Hi,  My home place (which is a very old house) is having a problem with the heating system. I am also looking for any suggestions on efficiency improvements. 
We have a stanley (originally solid fuel) cooker in the main living area which has the oil burner. The hot water cylinder is quite close to the cooker. There are two loops of radiators (5 rads on each) T'd off from the inlet to the cylinder coil. These two loops both come back to the circulation pump and the circulation pump is then T'd into the outlet from the cylinder loop (hope this makes sense). The rads are not getting very hot and when we try any adjustment of temp or pump it normally has the effect of causing water out the expansion pipe and somehow air getting into the system. 
One thing that may be at fault (not sure) is that one of the rad feeds leaves the cyclinder and goes vertical into the attic it then goes across the attic and drops vertical to the rad loop. Could this vertical fall to the rads for the hot water be pushing water out the expansion pipe instead or should the pump pull the water around anyway. 
My other query is on the coversion units? are these efficient, what would my other options be.
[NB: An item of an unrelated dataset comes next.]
PR #2832, opened 2025-07-22
Add --list-all command that comprehensively lists everything

pranjalv123:
We migrated a Makefile to a Justfile with a number of submodules, and one thing that's missing is the ability to easily grep the makefile for the command you're looking for.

The cooker is also used for cooking and heating the living area. (I have lots more questions on this system regards stats etc. - but I think I have enough questions here for now).
Appreciate any help.


----------



## DavyJones (26 Jan 2009)

Does the stove work on natural cirulation? 
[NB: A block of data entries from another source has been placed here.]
Issue #2828, opened 2025-07-17
`--shell` argument not used for evaluating shebangs on Windows


vsalvino:
I have a clean Windows install. Git bash is installed, however it is NOT on the PATH. This is critical, because putting `bash.exe` on the path will conflict with other `bash.exe` on the PATH, notably the one shipped by Windows in System32 which is used for WSL. Overriding this will cause WSL to break, which is NOT a solution. In general, adding too many tool directories to the path inevitably leads to breakage at some point, as many tools ship slightly different versions of exe's and dll's.

Justfile:
```justfile
# Works within Git Bash.
# DOES NOT work when specifying `--shell C:\Program Files\Git\bin\bash.exe`
bash:
  #!/bin/bash
  echo "Hello world"
```

Works within Git Bash
```shell
# Drop into git bash
PS> & 'C:\Program Files\Git\bin\bash.exe'
$ just bash
Hello world
```

Does not work when specifying git bash as the shell:
```shell
PS> just --shell 'C:\Program Files\Git\bin\bash.exe' bash
error: Could not find `cygpath` executable to translate recipe `bash` shebang interpreter path:
program not found
```

It seems to me that the PATH *within* the `--shell` should be used to invoke shebangs. It looks like it is currently looking on the PATH outside of the shell. This is important because the specified `--shell` sets the path to include cygwin/mingw binaries.

This would be a huge win for Windows users, as we could set the `windows-shell` from within the Justfile to have it "just work" for people who naively run it on Windows from CMD or PowerShell.

hrumhurum:
A slightly different approach, but maybe you can use something like this:

```just
set windows-shell := ["gnu-tk", "-i", "-c"]

run:
    echo Just hello
    cp --help
```

GNU-TK is a mutli-platform command-line utility that provides seamless access to GNU toolkits on non-GNU operating systems: https://github.com/gapotchenko/gnu-tk

vsalvino:
The problem is not the shell (Git Bash works perfectly fine). The problem is that `just` does not seem to correctly use the shell that is specified when passed in via the `--shell` argument.

casey:
Am I understanding correctly that the suggestion is that just execute the argument to `--shell`, extract the value of the `PATH` variable from within that shell, and then use that instead of the existing `PATH` variable?

[...]

PR #2840, opened 2025-07-25
Add Windows-specific setup instructions to README

vsalvino:
Adding these instructions based on my own difficulties getting `just` to work on Windows (See #2828)

### DIFF
--- a/README.md
+++ b/README.md
@@ -91,13 +91,18 @@ Installation
 `just` should run on any system with a reasonable `sh`, including Linux, MacOS,
 and the BSDs.
 
+### Notes for Windows
 On Windows, `just` works with the `sh` provided by
 [Git for Windows](https://git-scm.com),
 [GitHub Desktop](https://desktop.github.com), or
 [Cygwin](http://www.cygwin.com).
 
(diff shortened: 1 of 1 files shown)


casey:
I'm wondering if this adds much.

When you install Git for Windows, GitHub Deskop, or Cygwin, do none of them install `sh` in `PATH`? I.e., after installing them you must manually add it to `PATH` yourself if you want to use `just` within PowerShell or `cmd.exe`?

vsalvino:
Git for Windows only sets the specific `git` programs on the PATH, not any of the utilities. My (admittedly very dated) past experience with Cygwin is that it is similar - and encourages you to launch a cygwin shell manually which contains all of the unix utilities on the PATH within that shell only. Can't speak for Github desktop.

Meddling with the PATH in Windows can lead to some weird breakage. For example, Windows now ships `bash.exe` in System32 on the path, which starts a WSL virtual machine - it is not actually a real bash shell.

casey:
Okay, gotcha, thanks for the explanation. I opted for a smaller addition in #2842.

Does a pipe stat control the pump?

You have a design flaw on the system, this would be down to the position of the pump. Hence it pumps water up either the cold feed or expansion pipe, this causes air bubbles to enter system.

You could fit automatic air vents on the highest point of system I.E where the pipes run across attic. 

It is hard to advise without seeing set up, We seem to fault find alot and it is usually a slight adjustment that has the system running right.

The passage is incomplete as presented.